Not available until September 14, 2009, the HP DL785 G6 is a pricey competitor. We estimate – based on today’s processor and memory prices – that a system as well appointed as the VMmark-configured version (additional NICs, HBA, etc) will run at least $54,000 or around $300/VM (about $60/VM higher than the 24-core contender and about $35/VM lower than HP’s Dunnnigton “equivalent”).

SOLORI’s Take: While the September timing of the release might imply a G6 with AMD’s SR5690 and IOMMU, we’re doubtful that the timing is anything but a coincidence: even though such a pairing would enable PCIe 2.0 and highly effective 10Gbps solutions. The modular design of the DL785 series – with its ability to scale from 4P to 8P in the same system – mitigates the economic realities of the dwindling 8P segment, and HP has delivered the pinnacle of performance for this technology.

We are also impressed with HP’s performance team and their ability to scale Shanghai to Istanbul with relative efficiency. Moving from DL785 G5 quad-core to DL785 G6 six-core was an almost perfect linear increase in capacity (95% of theoretical increase from 32-core to 48-core) while performance-per-tile increased by 6%. This further demonstrates the “home run” AMD has hit with Istanbul and underscores the excellent value proposition of Socket-F systems over the last several years.

Unfortunately, while they demonstrate a 91% scaling efficiency from 12-core to 24-core, HP and Istanbul have only achieved a 75% incremental scaling efficiency from 24-cores to 48-cores. When looking at tile-per-core scaling using the 8-core, 2P system as a baseline (1:1 tile-to-core ratio), 2P, 4P and 8P Istanbul deliver 91%, 83% and 62.5% efficiencies overall, respectively.

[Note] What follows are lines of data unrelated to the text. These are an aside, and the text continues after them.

PR #422, opened 2022-09-20
Store test-suite temporary files in temporary directories

bemoody:
When writing files as part of test cases, write them to a temporary
directory (created in setUpClass and destroyed in tearDownClass)
rather than writing them to the current working directory.

This allows running tests without modifying the working tree.  It
enables running tests in parallel using `pytest-xdist`, which allows
running the whole test suite in around 12 seconds rather than 35
seconds.

It's also just cleaner not to dump a lot of temporary files in the
working tree.

It does feel weird to be creating and deleting temporary directories
in *class* methods, but it seems to work.  (The alternative, using
setUp and tearDown, would mean creating a new directory for each
individual test function.)

### DIFF
--- a/tests/test_annotation.py
+++ b/tests/test_annotation.py
@@ -1,5 +1,6 @@
 import os
 import re
+import tempfile
 import unittest
 
 import numpy as np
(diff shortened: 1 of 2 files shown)


tompollard:
Looks great. [tempfile](https://docs.python.org/3/library/tempfile.html) is new to me. Good to know!

tompollard (approved):

PR #429, opened 2022-10-26
When reading edf, decode all strings using 'unicode_escape'.

Ivorforce:
The [edf specifications](https://www.edfplus.info/specs/edf.html) notes all strings being 'ascii'. 

By default, `decode()` uses the 'utf-8' encoding. In some cases, this can cause decoding issues:

```
File ~/Library/Caches/pypoetry/virtualenvs/workspace-lukas-kum-5zRav6QH-py3.9/lib/python3.9/site-packages/wfdb/io/convert/edf.py:262, in read_edf(record_name, pn_dir, header_only, verbose, rdedfann_flag)
    259 physical_dims = []
    260 for _ in range(n_sig):
    261     physical_dims.append(
--> 262         struct.unpack("<8s", edf_file.read(8))[0].decode().strip()
    263     )
    264 if verbose:
    265     print("Physical Dimensions: {}".format(physical_dims))

UnicodeDecodeError: 'utf-8' codec can't decode byte 0xb5 in position 0: invalid start byte
```

Arguably, the encoding `ascii` should be used. However, in my case, this didn't completely solve the problem:

```
File ~/Library/Caches/pypoetry/virtualenvs/workspace-lukas-kum-5zRav6QH-py3.9/lib/python3.9/site-packages/wfdb/io/convert/edf.py:262, in read_edf(record_name, pn_dir, header_only, verbose, rdedfann_flag)
    259 physical_dims = []
    260 for _ in range(n_sig):
    261     physical_dims.append(
--> 262         struct.unpack("<8s", edf_file.read(8))[0].decode("ascii").strip()
    263     )
    264 if verbose:
    265     print("Physical Dimensions: {}".format(physical_dims))

UnicodeDecodeError: 'ascii' codec can't decode byte 0xb5 in position 0: ordinal not in range(128)
```

Using the admittedly peculiar `unicode_escape` [encoding](https://docs.python.org/3/library/codecs.html#text-encodings) solved the problem for me. Using the verbose printing mode, the culprit can be seen (`µ`):

`Physical Dimensions: ['', 'mV', 'mV', 'mV', 'mV', 'mV', 'mV.s', 'µV', 'mV', 'mV.s', 'µV', '', 's', '', '', 'V']`

The file in question was produced by [LabView](https://www.ni.com/de-de/shop/labview.html). Unfortunately, I cannot share it. If need be, it might be possible to reproduce the error otherwise.

### DIFF
--- a/wfdb/io/convert/edf.py
+++ b/wfdb/io/convert/edf.py
@@ -20,6 +20,7 @@ def read_edf(
     header_only=False,
     verbose=False,
     rdedfann_flag=False,
+    encoding="iso8859-1",
 ):
     """
     Read a EDF format file into a WFDB Record.
@@ -61,6 +62,9 @@ def read_edf(
         is being called by the user and the file has annotations, then warn
         them that the EDF file has annotations and that they should use
         `rdedfann` instead.
+    encoding : str, optional
+        The encoding to use for strings in the header. Although the edf
+        specification requires ascii strings, some files do not adhere to it.
 
     Returns
     -------
@@ -139,7 +143,7 @@ def read_edf(
     edf_file = open(record_name, mode="rb")
 
     # Version of this data format (8 bytes)
-    version = struct.unpack("<8s", edf_file.read(8))[0].decode()
+    version = struct.unpack("<8s", edf_file.read(8))[0].decode(encoding)
 
     # Check to see that the input is an EDF file. (This check will detect
     # most but not all other types of files.)
@@ -152,7 +156,7 @@ def read_edf(
             print("EDF version number: {}".format(version.strip()))
 
     # Local patient identification (80 bytes)
-    patient_id = struct.unpack("<80s", edf_file.read(80))[0].decode()
+    patient_id = struct.unpack("<80s", edf_file.read(80))[0].decode(encoding)
     if verbose:
         print("Patient ID: {}".format(patient_id))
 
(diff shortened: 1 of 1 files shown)


bemoody:
Is `decode("unicode_escape")` somehow different from `decode("iso8859-1")`?  It looks to me like it does the same thing.

I think if you find a random EDF file, it's more likely to be encoded in ISO-8859-1 (or Windows-1252) than UTF-8, but it'd be nice for the wfdb package to be "locale-neutral".

Could we add 'encoding' and maybe 'errors' arguments to read_edf, to make this explicit?  Maybe with ISO-8859-1 or Windows-1252 as default.

Ivorforce:
Yep, seems like `iso8859-1` works too. I admit i blindly copied the encoding from some Stackoverflow issue, eager to go forward, but reading up on it being python specific, it really doesn't make sense to use it.

I like your suggestion to make encoding a parameter. I'm updating the PR accordingly.

bemoody:
It looks good to me.  Thanks!  I don't know why the test is failing :/

bemoody:
Oh wait, it looks like you need to add the 'encoding' parameter to rdedfann() as well.

Ivorforce:
Right, makes sense. Fixed the issue.

bemoody:
Looks great!

PR #433, opened 2022-11-18
Correct example code for rdheader

slishak:
Noticed that the example code for `wfdb.rdheader` seemed to be out of date - updated it to match the actual function signature.


bemoody:
Thanks!

PR #435, opened 2022-11-21
Changes for CHB-MIT Scalp EEG Database

FelipeMLopez:
Hi!
I have encountered some problems reading the recordings from this dataset and have created these work-arounds.
In the comments I have described the problem in each case.
Maybe it's too specific for that dataset, but I leave it here in case it helps someone.
Regards.

### DIFF
--- a/wfdb/io/convert/edf.py
+++ b/wfdb/io/convert/edf.py
@@ -290,21 +290,34 @@ def read_edf(
 
     # Digital minimum (e.g., -2048) (8 bytes each)
     digital_min = np.array([])
-    for _ in range(n_sig):
+    for ii in range(n_sig):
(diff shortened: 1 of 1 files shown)


FelipeMLopez:
You can reproduce the log2 problem by trying:
```python
record = read_edf('chb16_01.edf', pn_dir=f'chbmit/chb16', header_only=False, verbose=True, rdedfann_flag=False)
```
And the reshape problem with:
```python
record = read_edf('chb17b_69.edf', pn_dir=f'chbmit/chb17', header_only=False, verbose=False, rdedfann_flag=False)
```

tompollard:
@FelipeMLopez this sounds like an issue with the [CHB-MIT Scalp EEG Database](https://doi.org/10.13026/C2K01R), rather than the WFDB package itself? If so, I think we should probably be asking the authors of the database to fix the data, rather than adding workarounds to the WFDB software.

PR #1955, opened 2023-01-05
support merge flags when use clusterfile for run and apply

kakaZhou719:

1. support merge flags when use clusterfile for run and apply
2. bugfix: no need to specify master ip when run app image
3. optimize: each cmd use their own flags


VinceCui (commented):
LGTM

VinceCui (approved):

PR #1959, opened 2023-01-06
support specify appname for config

kakaZhou719:

`ConfigSpec.path` is where the `ConfigSpec.Data` write on, it could be the relative path of rootfs (manifests/mysql.yaml). Or work with APPName to form a complete relative path(application/apps/{APPName}/mysql.yaml)

### DIFF
--- a/pkg/config/config.go
+++ b/pkg/config/config.go
@@ -22,14 +22,13 @@ import (
 	"strings"
 
 	"github.com/imdario/mergo"
-
+	"github.com/sealerio/sealer/pkg/rootfs"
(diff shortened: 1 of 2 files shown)


pkg/config/config.go
```diff
@@ -21,6 +21,8 @@ import (
 	"path/filepath"
 	"strings"
 
+	"github.com/sealerio/sealer/pkg/rootfs"
```
Starnop, line 24: Reorganize the go import group

Starnop (approved):
LGTM

PR #1960, opened 2023-01-06
chore: add container image list for image spec

Starnop:

add container image list for sealer image spec

the end users can get container image list by `sealer inspect` and the developer can get the container image list by  the key `sealer.image.container.images` from image annotations

### Special notes for reviews
after that, we also need to do the following:
1. parse and store the container image list when the build phase
2. add a flag for `sealer inspect` to decide whether to output the list of images because of container image list could be a huge number

### DIFF
--- a/pkg/define/image/v1/sealer_image_extension.go
+++ b/pkg/define/image/v1/sealer_image_extension.go
@@ -24,7 +24,9 @@ import (
 )
 
 const (
-	SealerImageExtension = "sealer.image.extension"
+	SealerImageExtension          = "sealer.image.extension"
+	SealerImageContainerImageList = "sealer.image.container.images"
+
 	// Kube image type
 	KubeInstaller = "kube-installer"
 	AppInstaller  = "app-installer"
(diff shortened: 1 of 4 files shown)


pkg/define/image/v1/sealer_image_extension.go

However, compared to the %58 and 50% tile-to-core efficiencies of Dunnington 4P and 8P, respectively, Istanbul clearly dominates the 4P and 8P performance and price-performance landscape in 2009.

In today’s age of virtualization-driven scale-out, SOLORI’s calculus indicates that multi-socket solutions that deliver a tile-to-core ratio of less than 75% will not succeed (economically) in the virtualization use case in 2010, regardless of socket count. That said – even at a 2:3 tile-to-core ratio – the 8P, 48-core Istanbul will likely reign supreme as the VMmark heavy-weight champion of 2009.

SOLORI’s 2nd Take: HP and AMD’s achievements with this Istanbul system should be recognized before we usher-in the next wave of technology like Magny-Cours and Socket G34. While the DL785 G6 is not a game changer, its footnote in computing history may well be as a preview of what we can expect to see out of Magny-Cours in 2H/2010. If 12-core, 4P system price shrinks with the socket count we could be looking at a $150/VM price-point for a 4P system: now that would be a serious game changer.